Server stops working while trying to reach the storage drive
Server stops working while trying to reach the storage drive
Yesterday, my home server stopped abruptly after a reboot. Everything functioned normally for nearly an hour before it shut down again. Restarting via the power button didn’t help until I performed a full power cycle of the PSU. Today’s attempts: removed SSDs and hard drives, booted an Ubuntu live CD, and ran a CPU stress test. The test ended after two hours without any unusual events. After turning off everything, reconnecting the hard drives and returning to the live CD, I imported my ZFS pool. While starting a scrub and continuing the CPU test, the system crashed after ten minutes. I restarted, reimported the ZFS pool, and attempted to copy configuration files and Docker Compose from the ZFS array. Initially successful, but on a second try it failed again. This time, skipping the PSU power cycle and simply disconnecting/reconnecting the ATX power cable to the motherboard allowed me to boot back up. From this, it appears the motherboard may be the issue rather than the PSU. The problem could stem from the PSU or more likely from the motherboard itself. It’s possible a hard drive can cause a sudden system failure without other visible signs. Any guidance on further troubleshooting would be helpful!
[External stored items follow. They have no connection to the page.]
PR #3974, opened 2026-06-11
WWB: add llama.cpp chat and n_ctx CLI support with validation and regression tests

rasapala:
## Description
This PR improves WWB llama.cpp text CLI behavior and adds regression coverage.

Changes:

Added llama.cpp text options:
[--llamacpp-chat](vscode-file://vscode-app/c:/Users/rasapala/AppData/Local/Programs/Microsoft%20VS%20Code/41dd792b5e/resources/app/out/vs/code/electron-browser/workbench/workbench.html) for chat-completions formatting.
[--llamacpp-n-ctx](vscode-file://vscode-app/c:/Users/rasapala/AppData/Local/Programs/Microsoft%20VS%20Code/41dd792b5e/resources/app/out/vs/code/electron-browser/workbench/workbench.html) for context window size.
Added validation/default handling:
[--llamacpp-chat](vscode-file://vscode-app/c:/Users/rasapala/AppData/Local/Programs/Microsoft%20VS%20Code/41dd792b5e/resources/app/out/vs/code/electron-browser/workbench/workbench.html) requires [--llamacpp](vscode-file://vscode-app/c:/Users/rasapala/AppData/Local/Programs/Microsoft%20VS%20Code/41dd792b5e/resources/app/out/vs/code/electron-browser/workbench/workbench.html).
[--llamacpp-n-ctx](vscode-file://vscode-app/c:/Users/rasapala/AppData/Local/Programs/Microsoft%20VS%20Code/41dd792b5e/resources/app/out/vs/code/electron-browser/workbench/workbench.html) requires [--llamacpp](vscode-file://vscode-app/c:/Users/rasapala/AppData/Local/Programs/Microsoft%20VS%20Code/41dd792b5e/resources/app/out/vs/code/electron-browser/workbench/workbench.html).
With [--llamacpp](vscode-file://vscode-app/c:/Users/rasapala/AppData/Local/Programs/Microsoft%20VS%20Code/41dd792b5e/resources/app/out/vs/code/electron-browser/workbench/workbench.html), default n_ctx=8192 is applied when [--llamacpp-n-ctx](vscode-file://vscode-app/c:/Users/rasapala/AppData/Local/Programs/Microsoft%20VS%20Code/41dd792b5e/resources/app/out/vs/code/electron-browser/workbench/workbench.html) is not provided.
Non-llama.cpp runs are unaffected by llama.cpp defaults.
Forwarded [llamacpp_n_ctx](vscode-file://vscode-app/c:/Users/rasapala/AppData/Local/Programs/Microsoft%20VS%20Code/41dd792b5e/resources/app/out/vs/code/electron-browser/workbench/workbench.html) into llama.cpp pipeline loading.

Added lightweight CLI tests for the new validation and default paths.

Updated README to document [--llamacpp-chat](vscode-file://vscode-app/c:/Users/rasapala/AppData/Local/Programs/Microsoft%20VS%20Code/41dd792b5e/resources/app/out/vs/code/electron-browser/workbench/workbench.html) and [--llamacpp-n-ctx](vscode-file://vscode-app/c:/Users/rasapala/AppData/Local/Programs/Microsoft%20VS%20Code/41dd792b5e/resources/app/out/vs/code/electron-browser/workbench/workbench.html).

Fixed text evaluator comparison alignment for differing GT/prediction lengths.

Usage example:
wwb --target-model ~/models/Qwen3.6-35B-A3B-UD-Q4_K_M.gguf     --gt-data ~/models/reference_long_prompt_limit_5_max_new_tokens_4096.csv --model-type text     --llamacpp     --llamacpp-n-ctx 8192     --num-samples 5 --llamacpp-chat --output llama_chat --max_new_tokens 4096

Similarity on SPR CPU: 0.964
Similarity on older CPU: 0.9567192

## Checklist:


sstrehlk (approved):

tools/who_what_benchmark/whowhatbench/wwb.py
```diff
@@ -612,20 +623,27 @@ def genai_gen_chat_text(
...
+    skip_question,
+    use_chat_template=False,
+    empty_adapters=False,
+    num_assistant_tokens=0,
+    assistant_confidence_threshold=0.0,
+):
+    _ = tokenizer
+    _ = empty_adapters
+    _ = num_assistant_tokens
+    _ = assistant_confidence_threshold
```
sbalandi:
```suggestion
```

tools/who_what_benchmark/whowhatbench/wwb.py
```diff
@@ -1231,15 +1255,28 @@ def main():
...
+        raise ValueError("--llamacpp-chat requires --llamacpp")
+
+    if args.llamacpp:
+        kwargs["llamacpp_n_ctx"] = 8192 if args.llamacpp_n_ctx is None else args.llamacpp_n_ctx
+    elif args.llamacpp_n_ctx is not None:
+        raise ValueError("--llamacpp-n-ctx requires --llamacpp")
+
     if args.base_model is not None:
+        base_model_kwargs = dict(kwargs)
+        if not (args.model_type in ["text", "text-chat"] and args.llamacpp and not args.hf and not args.genai):
```
sbalandi: Why this condition is needed and why for base model only ?  
llamacpp_n_ctx is allowed to set/is set by tool only with args.llamacpp and model loader functions should validate kwargs inside, so why llamacpp_n_ctx should be removed

tools/who_what_benchmark/tests/test_cli_text_llamacpp_args.py
```diff
@@ -0,0 +1,220 @@
...
+            "--model-type",
+            "text",
+        ],
+        "Ground-truth data file",
+    )
+
+    assert "--llamacpp-n-ctx requires --llamacpp" not in output
+
+
+def test_text_base_model_load_passes_llamacpp_flag(monkeypatch):
```
sbalandi: I would suggest to add wwb test with some small real model via llama_cpp and check output instead of checking args. output sould contains string: `Using llama.cpp API` (logging here https://github.com/openvinotoolkit/openvino.genai/blob/master/tools/who_what_benchmark/whowhatbench/model_loaders.py#L237). Also you can add llamacpp_n_ctx value to logging and check it here.

rasapala: Added _get_tiny_llamacpp_model and tests.

tools/who_what_benchmark/whowhatbench/wwb.py
```diff
@@ -1239,6 +1271,7 @@ def main():
             args.ov_config,
             args.hf,
             args.genai,
+            args.llamacpp,
```
sbalandi, line 1399: Don't this args should be added to target model loading as well ?

tools/who_what_benchmark/tests/test_cli_text_llamacpp_args.py
```diff
@@ -0,0 +1,449 @@
...
+        relevance_weight=None,
+        max_new_tokens=128,
+    )
+
+    monkeypatch.setattr(wwb, "parse_args", lambda: args)
+    monkeypatch.setattr(wwb, "load_model", lambda *a, **k: object())
+    monkeypatch.setattr(
+        wwb, "create_evaluator", lambda *_: type("DummyEvaluator", (), {"dump_gt": lambda self, _: None})()
+    )
+    with pytest.raises(ValueError, match="--llamacpp is supported only with --model-type text"):
```
sbalandi: why do you need all arguments and monkeypatch ? why don's just call run_wwb with --llamacpp and wrong --model-type ?

sbalandi: the question for all tests with argument testing

tools/who_what_benchmark/tests/test_cli_text_llamacpp_args.py
```diff
@@ -0,0 +1,449 @@
...
+    captured = {}
+
+    def fake_load_text_llamacpp_pipeline(model_dir, **kwargs):
+        captured["model_dir"] = model_dir
+        captured["kwargs"] = kwargs
+        return object()
+
+    monkeypatch.setattr(model_loaders, "load_text_llamacpp_pipeline", fake_load_text_llamacpp_pipeline)
+
+    model_loaders.load_model(
```
sbalandi, line 122: Why load_model need to be tested ? Why it can't be tested via real model run scenario ?

tools/who_what_benchmark/tests/test_cli_text_llamacpp_args.py
```diff
@@ -0,0 +1,449 @@
...
+        False,
+        False,
+        True,
+        llamacpp_n_ctx=None,
+    )
+
+    assert captured["kwargs"]["llamacpp_n_ctx"] == 8192
+
+
+def test_loader_sets_llamacpp_n_ctx_default_when_key_omitted(monkeypatch):
```
sbalandi: This and previous test are differ only in llamacpp_n_ctx parameter. It seems to me that testing input parameters  for model_loaders is too granular, but if we decided to keep tests, I think it better to parametrize tests.

tools/who_what_benchmark/whowhatbench/wwb.py
rasapala: Yes it was present before for target model line 1317.

rasapala (commented):
.

tools/who_what_benchmark/tests/test_cli_text_llamacpp_args.py
rasapala: Good point.

tools/who_what_benchmark/tests/test_cli_text_llamacpp_args.py
rasapala: because they validate argument-routing logic independently from network/model/runtime noise.

akashchi (approved):
GHA changes LGTM.

tools/who_what_benchmark/tests/test_cli_text_llamacpp_args.py
```diff
@@ -0,0 +1,384 @@
...
+        max_new_tokens=128,
+    )
+
+    monkeypatch.setattr(wwb, "parse_args", lambda: args)
+
+    with pytest.raises(ValueError, match="Options --hf, --genai and --llamacpp are mutually exclusive"):
+        wwb.main()
+
+
+def test_main_csv_only_rejects_llamacpp_n_ctx_without_llamacpp(monkeypatch, tmp_path):
```
sbalandi: Is there any need to call the main() separately? it can be set several required options and call run_wwb, it will also call main

rasapala: The test needs to inject specific (e.g., llamacpp=False, llamacpp_n_ctx=4096, with pre-existing CSV files) via monkeypatch. There's no CLI flag combination that would produce that exact state cleanly — specifically, there's no way to pass llamacpp_n_ctx=4096 while also passing --llamacpp omitted through the CLI without triggering other errors first. So calling main() directly with a mocked parse_args is the right approach here.

sbalandi: And tests should fail on load_model, right ? the test `test_text_llamacpp_n_ctx_requires_llamacpp` is checking similar behavior. Why not just parametrize it and add llamacpp_chat=False ?

rasapala: On parametrization: you can parametrize within the same layer, but not across these two tests unless you also parametrize the call target (wwb.main vs model_loaders.load_model). Adding llamacpp_chat=False does not help this scenario, because that flag is unrelated to the llamacpp_n_ctx validation branch.

sbalandi: ok, then it is just the same test as `test_text_llamacpp_n_ctx_requires_llamacpp`

`--llamacpp-n-ctx requires --llamacpp` is raised in _sanitize_load_kwargs from load_model. load_model know just use_llamacpp and llamacpp_n_ctx, and know nothing about llamacpp_chat, so we don't need to check it. This test check combination llamacpp=False, llamacpp_chat=False, llamacpp_n_ctx=4096, without llamacpp_chat it's the same as use_llamacpp and llamacpp_n_ctx from test_text_llamacpp_n_ctx_requires_llamacpp.
and also if we can't pass something via CLI why we need to check it with CLI and main() ?

tools/who_what_benchmark/tests/test_cli_text_llamacpp_args.py
```diff
@@ -0,0 +1,384 @@
...
+
+    wwb.main()
+
+    assert len(calls) == 1
+    load_args, load_kwargs = calls[0]
+    assert load_args[6] is True
+    assert load_kwargs["llamacpp_n_ctx"] is None
+
+
+def test_main_rejects_mutually_exclusive_backend_flags(monkeypatch):
```
sbalandi: Can the test be replaced to run ?
```
   run_wwb(
        [
            "--base-model",
            str(dummy_base_model),
            "--llamacpp",
            "--hf"
        ]
    )
```

tools/who_what_benchmark/tests/test_cli_text_llamacpp_args.py
```diff
@@ -0,0 +1,384 @@
...
+    monkeypatch.setattr(wwb, "parse_args", lambda: args)
+    monkeypatch.setattr(wwb, "load_model", fake_load_model)
+    monkeypatch.setattr(wwb, "create_evaluator", lambda *_: DummyEvaluator())
+
+    wwb.main()
+
+    assert len(calls) == 1
+    load_args, load_kwargs = calls[0]
+    assert load_args[6] is True
+    assert load_kwargs["llamacpp_n_ctx"] is None
```
sbalandi: Since we have test_text_llamacpp_real_gguf_logs_backend_and_n_ctx I would suggest to delete this , because in real scenarios llamacpp_n_ctx can't be None in after load_model, and usign llamacpp is also checking.

sbalandi: I meant to delete the test completely.

tools/who_what_benchmark/tests/test_cli_text_llamacpp_args.py
rasapala: I can remove the test if you want to have lower code coverage and less tests.

sbalandi: @rasapala could you please show example of how a user might get into the situation covered by this test ?

sbalandi: I wouldn't want to keep in the repository tests that don't have a meaningful purpose

sbalandi (approved):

Hardware details: CPU – AMD Ryzen 5 3600; Motherboard – Asus ROG STRIX X470-F GAMING; RAM – 2 x Corsair Vengeance LPX, 16 GB DDR4-3600; Storage – 2 x SSD 120GB MP300 (RAID1 with mdadm); GPU – MSI GT 710 2GB; PSU – Antec Earthwatts Gold Pro 550W.
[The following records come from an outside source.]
PR #4002, opened 2026-06-22
Fix heap buffer overflow in GGUF Q4_K/Q6_K dequantizer

TianmengChen:
Related JIRA: [CVS-188918](https://jira.devtools.intel.com/browse/CVS-188918)

A crafted .gguf file can trigger an attacker-controlled heap out-of-bounds write in the K-quant dequantizers. gguf_load_quantized() sizes the output weights/scales/biases buffers from shape.back(), guarded only by OPENVINO_ASSERT(shape.back() % weights_per_block == 0) where weights_per_block is the sub-block size (32 for Q4_K, 16 for Q6_K). extract_q4_k_data()/extract_q6_k_data(), however, iterate tensor.bsize / bytes_per_block full 256-weight super-blocks and write a whole super-block each (128 bytes via unpack_256_4() for Q4_K, 256 weights for Q6_K).

For a K-quant tensor whose last dim is a multiple of the sub-block size but not of the 256-weight super-block (e.g. 32), gguflib pads the data up to a full super-block, so the loop writes past the end of the smaller output buffer: a 112-byte (Q4_K) / 240-byte (Q6_K) heap overflow whose contents are read straight from the file and are thus fully attacker-controlled (CWE-787). Reachable pre-auth at model-load time in the default build via LLMPipeline(path) / Tokenizer(path) / read_model(path).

I understand you checked the CPU performance but didn’t test memory under stress. It seems you’re concerned about possible memory problems, especially since they happened during ZFS pool operations or when cleaning. Could you share which operating system you were using?
Typically I use Ubuntu Server 24.04, but my tests were done on a live CD of the same version. I'm currently using Memtest and anticipating a crash due to poor memory, not a simple power cut.